De este modo, observamos cómo existía en Roma una clara alienación de la maternidad, encasillada como obligación, y del propio cuerpo femenino o venter, que llevaba a que la intromisión en dicho “cometido natural”, se presentase como un ataque a la institución familiar y al orden divino. Así las cosas, podemos ver cómo, por ejemplo, Sulpicio Severo utilizaba historias de mujeres embarazadas, tal es el caso de Prócula, embarazada de Prisciliano, para reflejar esta problemática. En este caso, la misma habría abortado tras ingerir unas determinadas hierbas, lo que la habría llevado al descrédito tanto a ella como a su entorno, incluyéndose en este a su marido, pues no habría sido capaz de hacer imponer su autoridad (Crónica, II, 48, 3).

No obstante, y en contra de lo que pudiera parecer, en la práctica, la utilización de estos medios anticonceptivos y abortivos iría haciéndose cada vez más frecuente –al menos hasta la consagración del cristianismo–, y eso si tenemos en cuenta únicamente a las matronas y esposas romanas, puesto que el resto –torpes, actrices o prostitutas, entre otras–, al no recaer sobre ellas la presión de la estafa de hijos al marido, poco importaban17.

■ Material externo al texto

PR #58, opened 2019-03-29
Update CreatePr helper for github

dannyvv:


dannyvv:
@anniefu Can't add you as a reviewer yet.

CreatePr.cmd
```diff
@@ -117,13 +117,31 @@ REM ************************************************************
...
+			echo --------------------------------------------------------------------------------------
+			echo - FAILURE  :-(  Could not determine a git 'remote' that is not Microsoft/BuildXL.git -
+			echo --------------------------------------------------------------------------------------
+			exit /b 1
+			goto :Error
+		)
+
 	:ForcePushToServer
-		call git push --force origin HEAD:%PR_BRANCH_NAME%
+		call git push --force %PR_REMOTE_NAME% HEAD:%PR_BRANCH_NAME%
```
almiliMSFT: Why push to "upstream" and not "origin"?  I don't think we should be doing this.  This `CreatePr.cmd` script is available for external user and they will not have permissions to do this.  But even we should follow best practices and creating branches in our own forks instead of in Microsoft/BuildXL.git

dannyvv: Because I don't want to be a branch manager and FI/RI I clone master from the original repo, work on that and then push to my remote. So this code is now generic regarding if you cloned the main repo or if you cloned your fork, this will always push to your fork and there doesn't have to be a convention on how you name your remotes.

almiliMSFT: I just realized that, unsurprisingly, I didn't interpret this batch script correctly, so in fact `PR_REMOTE_NAME` indeed refers to the name of the remote that is not Microsoft/BuildXL.git, which is great.

PR #59, opened 2019-03-29
Public LKG builds on macOS

Kr1sso:
- [x] Adjusted tooling to work out of the box with the latest public LKG on macOS
- [x] Enabled running Nuget via Mono to create deployable Nuget packages for our CI loops build on macOS

Among other things this allows us to run `/bxl.sh "/f:output='Out/Bin/release/pkgs/*'" /sandboxKind:macOSKext  /q:ReleaseDotNetCoreMac --internal` now and create Nuget packages for deployment on our CI pipelines.

Users can now also out of the box run `./bxl.sh --minimal /sandboxKind:macOSKext --load-kext` and get a fully sandboxed and cacheable build if they have SIP disabled, as the public LKG ships with an unsigned release KEXT.


bxl.sh
```diff
@@ -25,9 +25,15 @@ function findMono() {
...
-    local BUILDXL_LKG_VERSION=$(grep "BUILDXL_LKG_VERSION" "$MY_DIR/Shared/Scripts/BuildXLLkgVersion.cmd" | cut -d= -f2 | tr -d '\r')
-    local BUILDXL_LKG_FEED_1="https://1essharedassets.pkgs.visualstudio.com/_packaging/BuildXL/nuget/v3/index.json"
+    local LKG_FILE="BuildXLLkgVersionPublic.cmd"
+
+    if [[ -n "$arg_Internal" ]]; then
+        local LKG_FILE="BuildXLLkgVersion.cmd"
+    fi
+
+    local BUILDXL_LKG_VERSION=$(grep "BUILDXL_LKG_VERSION" "$MY_DIR/Shared/Scripts/$LKG_FILE" | cut -d= -f2 | tr -d '\r')
+    local BUILDXL_LKG_NAME=$(grep "BUILDXL_LKG_NAME" "$MY_DIR/Shared/Scripts/$LKG_FILE" | cut -d= -f2 | perl -pe 's/net472/osx-x64/g' | tr -d '\r')
```
dannyvv: >perl - [](start = 104, length = 6)

not `egrep`?

Public/Sdk/Public/Managed/Tools/NuGet/pack.dsc
```diff
@@ -125,9 +125,10 @@ export function pack(args: Arguments): PackResult {
 
     let execArgs = <Transformer.ExecuteArguments>{
         tool: args.tool || tool,
-        tags: (args.tags || ["package"] ),
+        tags: (args.tags || ["package"]),
         arguments: arguments,
         workingDirectory: outDir,
+        allowUndeclaredSourceReads: Context.getCurrentHost().os === "macOS",
```
dannyvv: >allowUndeclaredSourceReads [](start = 8, length = 26)

too much to track mono safely?

bxl.sh
Kr1sso: Tools sometimes slightly differ in behavior on Darwin/BSD in comparison to other systems. I used perl as the expected output should be stable across systems 🐭

Public/Sdk/Public/Managed/Tools/NuGet/pack.dsc
Kr1sso: Indeed, the actual worker (Nuget) is tracked, Mono just rages all over the place as the child it is executing (Nuget) does all those file accesses. We still depend on system folders and files, so when updates and env changes, we invalidate and repackage, so we do on source file changes so this should be enough.

PR #60, opened 2019-03-30
Underbuild: Fix handling of directory symlink

narasamdya:
Given a file symlink `D:\dir1\junction\directory_symlink\file.lnk` such that 
- junction points to `D:\dir1\dir2`, 
- directory_symlink points to `dir3\dir4`, 
- file.lnk points to `..\file.txt`
the next immediate target is `D:\dir1\junction\dir3\file.txt`

The prefix junctions should not be resolved, while the prefix directory symlinks should be resolved.


Public/Src/Utilities/UnitTests/Storage/FileUtilitiesTests.cs
```diff
@@ -678,6 +678,56 @@ public void TestResolveSymlinkWithDirectorySymlinkOrJunction(bool useJunction, b
             XAssert.ArePathEqual(expectedFinalPath, maybeResult.Result);
         }
 
+        [Trait("Category", "WindowsOSOnly")] // TODO for non Windows
```
almiliMSFT: Why TODO?  Junctions don't exist on non-Windows platforms

Public/Src/Utilities/Native/IO/Windows/FileSystem.Win.cs
```diff
@@ -3903,92 +3926,88 @@ private Possible<string> TryGetFinalPathByHandle(string path)
         /// with ..\target\file2.txt results in a correct path, i.e., repo\target\file2.txt. The same reasoning can be given for repo\source\symlink1.link, and its resolution results in
         /// a non-existent path target\file1.txt.
         /// </remarks>
-        public Possible<string> ResolveReparsePointPrefixes(string path)
+        public Possible<string> TryResolveReparsePointRelativeTarget(string path, string relativeTarget)
```
almiliMSFT: It would be good to have some unit tests for this method alone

Ahora bien, aunque lo cierto es que este tipo de cuestiones que hemos planteado se presentan como una clara y flagrante intromisión en el cuerpo femenino y en la capacidad reproductiva de la mujer, no son los únicos ejemplos dentro de la sociedad romana. Precisamente, por ser estos vientres los garantes de la descendencia legítima del marido y, por ende, de su estirpe familiar, eran muchas las ocasiones en las que se establecía como medida de precaución un embargo del mismo –missio in possessionem ventris nomine–, momento en que aparecería una figura peculiar: el curator ventris. Este curador del vientre era el encargado de controlar que el embarazo se llevara a cabo de un modo correcto para poder llegar a término, además de garantizar la veracidad en el parto. Los casos más comunes eran los de curadores designados para velar por el contenido del vientre de las viudas, o de las divorciadas de las que se tuviera constancia –debían manifestarlo– o sospecha de que pudieran estar embarazadas. En esos supuestos, se sometía a las gestantes a un minucioso examen físico –inspectio corporis ventris nomine–. Si resultado de dicho examen, o de cualquier otra evidencia, quedaba demostrado su estado, pasarían a tomarse las medidas que se considerasen necesarias para garantizar el bienestar del contenido –el nasciturus–. Así, recogía Paulo que “el que está en el útero es atendido lo mismo que si ya estuviese entre las cosas humanas, siempre que se trata de las conveniencias de su propio parto, aunque, antes de nacer, en manera ninguna favorezca a un tercero”18.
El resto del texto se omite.